Mayor Who Quashed Crime Tries Hand at Curbing Drugs

New York's feisty, crime-fighting mayor may find his biggest challenge in a young man named Kalvin. The 10th-grader says he's a former drug dealer who still routinely gets high on marijuana.

"People may smoke or do stuff because they have problems, too much stress,... so they smoke," says Kalvin, high strung, smiling, shifting from foot to foot on a gray fall day in front of the Benjamin Cardozo High School in Queens.

Across the street on the school's steps, Rudolph Giuliani, whose reelection next week is all but assured, was pledging to reduce drug use across the city by as much as 70 percent over the next four years. It's a lofty goal that, if he succeeds, could be a model for other cities grappling with the seemingly intractable problem of drug abuse, particularly among adolescents.

"The crime rate is down 45, 50 percent. Four years ago, nobody thought that was possible," says Mayor Giuliani. "Now, no one thinks it's possible to cut heroin, cocaine, and marijuana [use] 50, 60, 70 percent. But it is possible."

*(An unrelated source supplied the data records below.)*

PR #978, opened 2023-05-01
allow custom prefix exclusion

andrewheumann:
BACKGROUND:
- Revit conversion was failing weirdly because we were searching through `Autodesk.*` types in the app domain for element types. 

DESCRIPTION:
- Allows custom exclusions for the `JsonInheritanceConverter`. 

TESTING:
- I called `JsonInheritanceConverter.ExcludeTypePrefixesFromTypeCache("Autodesk")` and conversion worked again.

- - -
This change is [Reviewable](https://reviewable.io/reviews/hypar-io/Elements/978)

### DIFF
--- a/Elements/src/Serialization/JSON/JsonInheritanceConverter.cs
+++ b/Elements/src/Serialization/JSON/JsonInheritanceConverter.cs
@@ -97,7 +97,7 @@ namespace Elements.Serialization.JSON
                 {
                     types = assembly.GetTypes();
                 }
-                catch (Exception)
+                catch (ReflectionTypeLoadException)
                 {
                     failedAssemblyErrors.Add($"Failed to load assembly: {assembly.FullName}");
                     continue;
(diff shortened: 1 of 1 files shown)


andrewheumann (commented):
> *[Reviewable](https://reviewable.io/reviews/hypar-io/Elements/978)* status: 1 change requests, 0 of 1 approvals obtained (waiting on @wynged)

___
*[`Elements/src/Serialization/JSON/JsonInheritanceConverter.cs` line 100 at r1](https://reviewable.io/reviews/hypar-io/Elements/978#-NUT30dx6U_j2GjRV58k:-NUT3Tvm3v6WTvvnyKTC:b-owq7wn) ([raw file](https://github.com/hypar-io/Elements/blob/d4a9568bf7c7327c3dcf6e76008074c003c0393d/Elements/src/Serialization/JSON/JsonInheritanceConverter.cs#L100)):*

What's the reason for changing this exception type?
</blockquote></details>

ah that was left over from debugging, fixed

PR #1342, opened 2026-04-10
chore: make builds faster by using NX build cache in workflows

mrgrain:
The NX cache was previously always skipped in CI (`NX_SKIP_NX_CACHE: true`), meaning every workflow run rebuilt everything from scratch. This adds `actions/cache@v5` to persist the `.nx/cache` directory across runs for the build, integ, and codecov workflows.

To ensure correctness, the cache is never used on the `main` branch or during merge queue builds. On those runs, `NX_SKIP_NX_CACHE` evaluates to `true` and the cache action is skipped entirely. On pull request builds, the cache is restored from a previous run and saved with the current commit SHA as key.

The shared cache configuration lives in `projenrc/nx-cache.ts` and is used by the codecov and integ workflow projen components directly. For the build workflow, a `JsonPatch` is necessary because `NX_SKIP_NX_CACHE` is hardcoded by `cdklabs-projen-project-types`.

### Checklist

---

### DIFF
--- a/.github/workflows/build.yml
+++ b/.github/workflows/build.yml
@@ -4,6 +4,9 @@ name: build
 on:
   pull_request: {}
   workflow_dispatch: {}
+  push:
+    branches:
+      - main
   merge_group: {}
 jobs:
   build:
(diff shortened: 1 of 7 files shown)


mrgrain:
NX really doesn't want us to use non paid cache.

Most drug-abuse experts are greeting Giuliani's pledge with applause and, as the mayor predicted, a heavy dose of skepticism. New York has one of the most persistent, long-term problems with hard drugs of any city in America. Half a million New Yorkers are believed to be drug addicted. Some 70 to 80 percent of people arrested every year test positive for drug use. The cost to the city - in terms of crime, corrections, and treatment - is an estimated $20 billion annually.

Right approach?

Few of the experts who've looked at the mayor's blueprint to combat drug use believe it will bring about the promised results, primarily because it emphasizes a "get-tough approach" and does not provide enough resources for treatment programs.

"It's the same old failed policy which, for 30 years, has provided politicians with a convenient rallying cry as the problem steadily worsened," says Charles Adler of Partnership for Responsible Drug Information, a nonprofit drug-information center here.

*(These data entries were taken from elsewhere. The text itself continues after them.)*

PR #1368, opened 2026-04-13
fix(cli): add projen as devDependency to aws-cdk package

dgandhi62:
### Issue

The `upgrade-aws-cdk-lib_aws-cdk` workflow fails with `command not found: projen` (exit code 127).

### Root Cause

The workflow runs `yarn projen upgrade-aws-cdk-lib` with `working-directory: ./packages/aws-cdk`. Workspace packages can only resolve binaries from their own declared dependencies. The `configureProject` helper in `.projenrc.ts` removes `projen` from all workspace packages, assuming it gets hoisted from the monorepo root — but Yarn 4 doesn't hoist binaries that way.

### Fix

Stop removing `projen` from workspace packages in `configureProject`, and add it to the `consistentVersions` list to ensure all workspaces use the same version.

Source of truth - refer to section 1 of https://yarnpkg.com/advanced/rulebook

### Checklist


mrgrain (changes requested):
Nice find! Can we just get rid of the removal in the helper then? Feels cleaner.

.projenrc.ts
```diff
@@ -103,9 +103,11 @@ function configureProject<A extends pj.typescript.TypeScriptProject>(x: A): A {
...
   );
 
+  // Yarn 4 requires each workspace to declare its own dependencies for binary
+  // resolution. Ensure projen is available so `yarn projen <task>` works from
+  // any workspace directory (e.g. in CI workflows).
   if (x instanceof TypeScriptWorkspace) {
-    // Individual workspace packages shouldn't depend on "projen", it gets brought in at the monorepo root
-    x.deps.removeDependency('projen');
+    x.addDevDeps('projen');
   }
```
mrgrain: Pretty sure you can just remove this
```suggestion
```

mrgrain (changes requested):
can you also add projen to the `consistenVersions` list?

mrgrain (approved):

Giuliani disagrees. His plan combines law enforcement, treatment, and prevention and education. On the law-enforcement side, the mayor will simply build on his current success by putting even more specially targeted police on the streets. During the past four years, special units were set up in two areas with the most severe drug problems. The result was more than 100,000 drug arrests in 1996, a record high, and drug seizures were up more than 50 percent.

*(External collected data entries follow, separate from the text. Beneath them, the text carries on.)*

PR #1372, opened 2026-04-14
feat(cli): show diff and prompt for deploy on non-addition changes

LeeroyHannigan:
Currently, `cdk import` throws an error when it detects non-addition changes (updates/deletes) to existing resources, requiring `--force` to override. This is a poor experience for the `orphan → import` migration workflow, where hardcoded string literals in the deployed template naturally differ from the `Fn::GetAtt`/`Ref` intrinsics in the synth'd template.

Changes:
- `cdk import` no longer throws on non-addition changes. Instead it shows the projected diff and prompts the user to confirm.
- After a successful import with non-addition changes, prompts "*Finish with a cdk deploy now?*" to reconcile remaining drift.
- `--force` still works, skips the prompt and prints a reminder to deploy.

User-facing flow (e.g. `Table` v1 → `TableV2` migration):
1. `cdk orphan --path MyStack/MyTable` : detaches table, hardcodes refs
2. Edit code: `Table` → `TableV2`
3. `cdk import` : shows diff of hardcoded → intrinsic ref changes, asks to confirm, imports, then offers to deploy

No `--force` required. No manual `cdk deploy` step to remember.

Backwards compatible: If there are no non-addition changes, behavior is identical to before.

### Checklist
- [x] This change contains a major version upgrade for a dependency and I confirm all breaking changes are addressed

---

### DIFF
--- a/packages/@aws-cdk/toolkit-lib/lib/api/resource-import/importer.ts
+++ b/packages/@aws-cdk/toolkit-lib/lib/api/resource-import/importer.ts
@@ -6,7 +6,6 @@ import type { ResourceIdentifierSummary, ResourceToImport } from '@aws-sdk/clien
 import * as chalk from 'chalk';
 import * as fs from 'fs-extra';
 import type { DeploymentMethod } from '../../actions/deploy';
-import { ToolkitError } from '../../toolkit/toolkit-error';
 import type { Deployments } from '../deployments';
 import { assertIsSuccessfulDeployStackResult } from '../deployments';
 import { IO, type IoHelper } from '../io/private';
@@ -238,15 +237,9 @@ export class ResourceImporter {
     const nonAdditions = resourceChanges.filter(([_, dif]) => !dif.isAddition);
     const additions = resourceChanges.filter(([_, dif]) => dif.isAddition);
 
-    if (nonAdditions.length) {
+    if (nonAdditions.length && allowNonAdditions) {
       const offendingResources = nonAdditions.map(([logId, _]) => this.describeResource(logId));
-
-      if (allowNonAdditions) {
-        await this.ioHelper.defaults.warn(`Ignoring updated/deleted resources (--force): ${offendingResources.join(', ')}`);
-      } else {
-        throw new ToolkitError('ImportNonAdditionChanges', 'No resource updates or deletes are allowed on import operation. Make sure to resolve pending changes ' +
-          `to existing resources, before attempting an import. Updated/deleted resources: ${offendingResources.join(', ')} (--force to override)`);
-      }
+      await this.ioHelper.defaults.warn(`Ignoring updated/deleted resources (--force): ${offendingResources.join(', ')}`);
     }
 
     // Resources in the new template, that are not present in the current template, are a potential import candidates
@@ -257,6 +250,8 @@ export class ResourceImporter {
         resourceDefinition: addDefaultDeletionPolicy(this.stack.template?.Resources?.[logicalId] ?? {}),
       })),
       hasNonAdditions: nonAdditions.length > 0,
+      nonAdditionNames: nonAdditions.map(([logId, _]) => this.describeResource(logId)),
+      diff,
     };
   }
 
@@ -505,6 +500,8 @@ function addDefaultDeletionPolicy(resource: any): any {
 export interface DiscoverImportableResourcesResult {
   readonly additions: ImportableResource[];
   readonly hasNonAdditions: boolean;
+  readonly nonAdditionNames: string[];
+  readonly diff: cfnDiff.TemplateDiff;
 }
 
 export function removeNonImportResources(stack:cxapi.CloudFormationStackArtifact) {
--- a/packages/@aws-cdk/toolkit-lib/lib/api/resource-import/importer.ts
+++ b/packages/@aws-cdk/toolkit-lib/lib/api/resource-import/importer.ts
@@ -6,6 +6,7 @@ import type { ResourceIdentifierSummary, ResourceToImport } from '@aws-sdk/clien
 import * as chalk from 'chalk';
 import * as fs from 'fs-extra';
 import type { DeploymentMethod } from '../../actions/deploy';
+import { DiffFormatter } from '../diff';
 import type { Deployments } from '../deployments';
 import { assertIsSuccessfulDeployStackResult } from '../deployments';
 import { IO, type IoHelper } from '../io/private';
@@ -251,7 +252,12 @@ export class ResourceImporter {
       })),
       hasNonAdditions: nonAdditions.length > 0,
       nonAdditionNames: nonAdditions.map(([logId, _]) => this.describeResource(logId)),
-      diff,
+      diffFormatter: new DiffFormatter({
+        templateInfo: {
+          oldTemplate: currentTemplate,
+          newTemplate: this.stack,
+        },
+      }),
     };
   }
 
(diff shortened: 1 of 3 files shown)


packages/aws-cdk/lib/cli/cdk-toolkit.ts
```diff
@@ -1003,7 +1004,30 @@ export class CdkToolkit {
...
+    const { additions, hasNonAdditions, diff } = await resourceImporter.discoverImportableResources(options.force);
+
+    // If there are non-addition changes (e.g. after orphan, hardcoded refs differ from Fn::GetAtt),
+    // warn the user and ask for confirmation unless --force was given.
+    if (hasNonAdditions && !options.force) {
+      const ioHelper = this.ioHost.asIoHelper();
+      await ioHelper.defaults.info(
+        `The following resources have pending updates that will be reconciled with a ${chalk.blueBright('cdk deploy')} after import:`,
+      );
+      const stream = new (await import('stream')).PassThrough();
```
rix0rrr: Can just be `import { PassThrough } from 'stream'` ?

packages/aws-cdk/lib/cli/cdk-toolkit.ts
```diff
@@ -1003,7 +1004,30 @@ export class CdkToolkit {
...
+      let diffOutput = '';
+      stream.on('data', (chunk: Buffer) => {
+        diffOutput += chunk.toString();
+      });
+      formatDifferences(stream, diff);
+      stream.end();
```
rix0rrr: Doesn't this need to be `await` ed?

packages/aws-cdk/lib/cli/cdk-toolkit.ts
```diff
@@ -1003,7 +1004,30 @@ export class CdkToolkit {
...
+      await ioHelper.defaults.info(diffOutput);
+      const confirmed = await ioHelper.requestResponse(IO.CDK_TOOLKIT_I7010.req('Perform import?', { motivation: 'Import will proceed with drift remaining' }));
```
rix0rrr:
```suggestion
      const confirmed = await ioHelper.requestResponse(IO.CDK_TOOLKIT_I7010.req('Perform import?', { motivation: 'Confirm import with pending drift' }));
```

packages/aws-cdk/lib/cli/cdk-toolkit.ts
```diff
@@ -1046,22 +1070,41 @@ export class CdkToolkit {
...
     if (actualImport.importResources.length < additions.length) {
-      await this.ioHost.asIoHelper().defaults.info('');
       await this.ioHost.asIoHelper().defaults.warn(
         `Some resources were skipped. Run another ${chalk.blueBright('cdk import')} or a ${chalk.blueBright('cdk deploy')} to bring the stack up-to-date with your CDK app definition.`,
       );
     } else if (hasNonAdditions) {
-      await this.ioHost.asIoHelper().defaults.info('');
-      await this.ioHost.asIoHelper().defaults.warn(
-        `Your app has pending updates or deletes excluded from this import operation. Run a ${chalk.blueBright('cdk deploy')} to bring the stack up-to-date with your CDK app definition.`,
+      // After orphan→import, the deployed template still has hardcoded values that differ from
```
rix0rrr, line 1071: I'm not sure about all these instructions. It could probably be simpler, and `cdk deploy` doesn't actually "reconcile drift" so we should probably steer away from that terminology. But we haven't done super deep analysis on this yet.

Here's what you need to know about drift and the different places your infra state is kept:

```
                                                                                             
                   ┌──────────┐     diff    ┌─────────────────┐   drift   ┌─────────────────┐
                   │          │             │                 │           │                 │
    REALITY        │ CDK app  │◀───────────▶│ CloudFormation  │◀─────────▶│  Real resource  │
                   │          │             │                 │           │                 │
                   └──────────┘     cdk     └─────────────────┘   drift   └─────────────────┘
                                   deploy                       detection                    
                                                                                             
                                                                                             
                                                                                             
                                                                                             
                                                                                             
                                                                                             
                   ┌──────────┐             ┌─────────────────┐           ┌─────────────────┐
   WHAT USERS      │          │             │                 │           │                 │
    PROBABLY       │ CDK app  │             │ CloudFormation  │           │  Real resource  │
     EXPECT        │          │             │                 │           │                 │
                   └──────────┘             └─────────────────┘           └─────────────────┘
                         ▲                                                         ▲         
                         │                                                         │         
                         └─────────────────────────────────────────────────────────┘         
                                                                                             
                                                 "drift"                                     
                                                                                             
```

`cdk deploy` will update CloudFormation's view of the world, but if CloudFormation's view of the world was incorrect (due to drift), `cdk deploy` will not fix that drift.

Not quite sure what the best terminology here is, but I'm open to suggestions

rix0rrr: EDIT: although there is also `cdk deploy --revert-drift`, which is maybe the thing we should recommend?

And there is now also a `cdk drift` command we can recommend, instead of sending them to a CloudFormation website.

packages/aws-cdk/lib/cli/cdk-toolkit.ts
mrgrain: We shouldn't do this manually, instead use the `DiffFormatter` class (which is probably misnamed and should be calls `DiffManager` or something).

packages/@aws-cdk/toolkit-lib/lib/api/resource-import/importer.ts
```diff
@@ -257,6 +250,8 @@ export class ResourceImporter {
         resourceDefinition: addDefaultDeletionPolicy(this.stack.template?.Resources?.[logicalId] ?? {}),
       })),
       hasNonAdditions: nonAdditions.length > 0,
+      nonAdditionNames: nonAdditions.map(([logId, _]) => this.describeResource(logId)),
+      diff,
```
mrgrain: You can return a `DiffFormatter` instance here, to be used in `cdk-toolkit.ts`. A bit further up, where this method is currently calling `cfnDiff.fullDiff`, you can create the `DiffFormatter` which will also allow you to get access the raw `TemplateDiff` (which is what `cfnDiff.fullDiff` returns).

We might need some minor refactoring on the `DiffFormatter` to make it more suitable for this use case.

mrgrain (dismissed):

packages/aws-cdk/lib/cli/cdk-toolkit.ts
```diff
@@ -1003,7 +1003,21 @@ export class CdkToolkit {
...
-    const { additions, hasNonAdditions } = await resourceImporter.discoverImportableResources(options.force);
+    const { additions, hasNonAdditions, diffFormatter } = await resourceImporter.discoverImportableResources(options.force);
+
+    // If there are non-addition changes (e.g. after orphan, hardcoded refs differ from Fn::GetAtt),
+    // warn the user and ask for confirmation unless --force was given.
+    if (hasNonAdditions && !options.force) {
+      const ioHelper = this.ioHost.asIoHelper();
+      const { formattedDiff } = diffFormatter.formatStackDiff();
+      await ioHelper.defaults.info(formattedDiff);
+      const confirmed = await ioHelper.requestResponse(IO.CDK_TOOLKIT_I7010.req('Perform import?', { motivation: 'Confirm import with pending drift' }));
```
rix0rrr, line 1017: This used to have a longer message that included something like "There are more changes in your CDK app than a single `cdk import` will resolve. After import, an additional `cdk deploy` will be required" (or something to that effect).

I think I'd like that better.

rix0rrr: Print that message before the diff I think.

rix0rrr (changes requested):
Almost there, I'd like slightly more elaborate wording and then it's good to go.

rix0rrr (approved):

The mayor now proposes to hire 1,000 more police to target five other areas with entrenched drug problems. Undercover cops have already started sting operations, selling drugs to unwitting buyers and busting them on the spot in Washington Square Park, long known as the center for drug activity in Greenwich Village.

He's also setting up an antidrug hot line, more than doubling the number of drug-free school zones, and setting up a curfew program for juvenile offenders with drug convictions.

On the prevention side, he proposes to add more antidrug programs in the schools, expand mentoring programs, and urge businesses to offer everything from designs for antidrug ad campaigns to free movie passes for kids in antidrug programs.

Experts say the weakest leg of his program is treatment. Eighty percent of some 20,000 people in the city's jails are substance abusers. The mayor is proposing to add 500 new drug-treatment beds, bringing the total to 1,500.

"That's still ridiculous. We need probably 10 times that number," says Sister Marion Defeis, a chaplain at the city jail on Rikers Island.

Many experts agree that increased treatment is the key to any drug-fighting strategy. A recent Rand Corp. study found that treatment - as opposed to simply locking up addicts - is 10 times more effective in preventing the repeat of serious crimes.

"We know that drug treatment is more humane and less expensive, but it's also more effective," says Robert Gangi of the Correctional Association of New York, a nonprofit think tank.

A question of commitment

Despite long waiting lists for treatment at Rikers Island, the mayor insists there are plenty of drug-treatment resources available for any addict serious about getting clean. But he is adamant that the city not spend a dime on people who will use the drug-treatment system to "scam" authorities for a short while, then end up back on the street.

"To break an addiction requires enormous effort, tremendous commitment, and if you're willing to make it, we'll supply the program for you," says Giuliani.

Many drug experts in New York doubt he can fulfill that pledge. They also say if Giuliani is serious about combatting drugs, he must address the needs of addicts who don't want treatment. "That would take a commitment of resources roughly equal to the budget of the [city's] correctional system," says Bruce Johnson of the National Development and Research Institute, a nonprofit center that studies drug use.